A message from his ex-wife, which came after two years of no contact, however, made Turcotte reconsider. His foster parents, who he suspected had been distancing themselves from him as a way of preparing for an overdose death they saw as inevitable, also were in touch with him after two and a half years. Inspired by the knowledge that he was still loved and cared for, Turcotte said he was honest with the addictions team about how bad his drug problems really were.

“They worked as hard as they could with me,” he said. “I just thought, let’s give this one more chance.”

Despite relapsing three times, Turcotte worked harder than ever before at getting clean. Through an immense amount of effort, Turcotte managed to stop using all drugs, and has been clean for a year. The cravings never really go away, but he’s found something more important than drugs to devote his life to – his family.

“Every time I get a craving, or wake up from a dream like that, I remember what I have, what I’ve built and how hard it was to get over it,” he said.

In addition to the love of his family, Turcotte says keeping hope alive was an integral part of his rehabilitation.

“Part of being … clean is you have to build a life that’s worth staying away from drugs for,” he said. “That’s what I’ve found.”

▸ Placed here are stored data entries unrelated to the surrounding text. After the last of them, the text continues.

PR #548, opened 2017-05-22
Performance: `bytes` fields in JSON & TextFormat

tbkka:
Dusting off an old branch that's been sitting around here for a while:  This speeds up 'bytes' decode for JSON and TextFormat by about 4x, and speeds up JSON encode by about 3x.

The JSON/Text decoders here avoid expensive incremental appends by first validating and measuring the field contents, then allocating an output Data directly to the right size, and finally parsing directly into the allocated storage.

The JSON encoder just has a small rework to sidestep the overhead of Data's iterator.

### DIFF
--- a/Sources/SwiftProtobuf/JSONScanner.swift
+++ b/Sources/SwiftProtobuf/JSONScanner.swift
@@ -79,6 +79,7 @@ private func fromHexDigit(_ c: UnicodeScalar) -> UInt32? {
   }
 }
 
+// Decode the RFC 4648 section 4 Base 64 encoding.
 let base64Values: [Int] = [
 /* 0x00 */ -1, -1, -1, -1, -1, -1, -1, -1, -1, -1, -1, -1, -1, -1, -1, -1,
 /* 0x10 */ -1, -1, -1, -1, -1, -1, -1, -1, -1, -1, -1, -1, -1, -1, -1, -1,
@@ -101,14 +102,17 @@ let base64Values: [Int] = [
 /// Returns a `Data` value containing bytes equivalent to the given
 /// Base64-encoded string, or nil if the conversion fails.
 ///
-/// Notes on Google's implementation:
+/// Notes on Google's implementation (Base64Unescape() in strutil.cc):
 ///  * Google's C++ implementation accepts arbitrary whitespace
 ///    mixed in with the base-64 characters
 ///  * Google's C++ implementation ignores missing '=' characters
 ///    but if present, there must be the exact correct number of them.
-///  * Google's C++ implementation accepts both "regular" and
-///    "web-safe" base-64 variants (it seems to prefer the
-///    web-safe version as defined in RFC 4648
+///
+/// Note: Google's C++ code seems to allow many base-64 extensions
+/// (including websafe and '.' as padding), but the Java version just
+/// uses uses Guava's BaseEncoding.base64() (which only supports the
+/// RFC4648 standard encoding) and the conformance test explicitly
+/// requires us to reject '-' and '_' characters.
 private func parseBytes(
   source: UnsafeBufferPointer<UInt8>,
   index: inout UnsafeBufferPointer<UInt8>.Index,
--- a/Sources/SwiftProtobuf/JSONScanner.swift
+++ b/Sources/SwiftProtobuf/JSONScanner.swift
@@ -79,41 +79,143 @@ private func fromHexDigit(_ c: UnicodeScalar) -> UInt32? {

Now, Turcotte is focused on his role as a father and soon-to-be husband to his ex-wife, who he proposed marriage to again on Feb. 18. He’s also passionate about sharing his story, as painful as it is, with young people, hoping to keep them far away from the substances that caused him and others so much pain.

“The drug lifestyle they see in movies and music and stuff – they don’t see the other side of it. They don’t see what’s at stake,” he said.

Turcotte will be speaking with students and sharing a much more watered-down version of his life story with them in the coming weeks, and is hoping he will get the chance to talk to more people, and prevent more suffering, in the near future. Anyone interested in booking him to speak can contact him at rojopanelli@gmail.com.

Regret lies heavy on the shoulders of Dale Turcotte. But, bolstered by a hope he’s found in his family and community, that regret is now tempered with a purpose; a calling to help keep others away from a life that nearly claimed his own.